Records from a dataset:
= = = =
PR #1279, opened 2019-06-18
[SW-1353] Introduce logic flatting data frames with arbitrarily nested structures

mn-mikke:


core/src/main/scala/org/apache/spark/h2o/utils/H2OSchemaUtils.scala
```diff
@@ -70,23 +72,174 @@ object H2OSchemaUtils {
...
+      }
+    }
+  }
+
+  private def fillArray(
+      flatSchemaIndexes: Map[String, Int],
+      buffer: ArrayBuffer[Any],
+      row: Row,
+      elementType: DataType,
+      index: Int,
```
= = = =
The lines to return run from the one containing "[SW-1353] Introduce logic" through the last line of the records above. Give them exactly and include nothing more.

# FINISHED EXERCISE:
[SW-1353] Introduce logic flatting data frames with arbitrarily nested structures

mn-mikke:


core/src/main/scala/org/apache/spark/h2o/utils/H2OSchemaUtils.scala
```diff
@@ -70,23 +72,174 @@ object H2OSchemaUtils {
...
+      }
+    }
+  }
+
+  private def fillArray(
+      flatSchemaIndexes: Map[String, Int],
+      buffer: ArrayBuffer[Any],
+      row: Row,
+      elementType: DataType,
+      index: Int,
```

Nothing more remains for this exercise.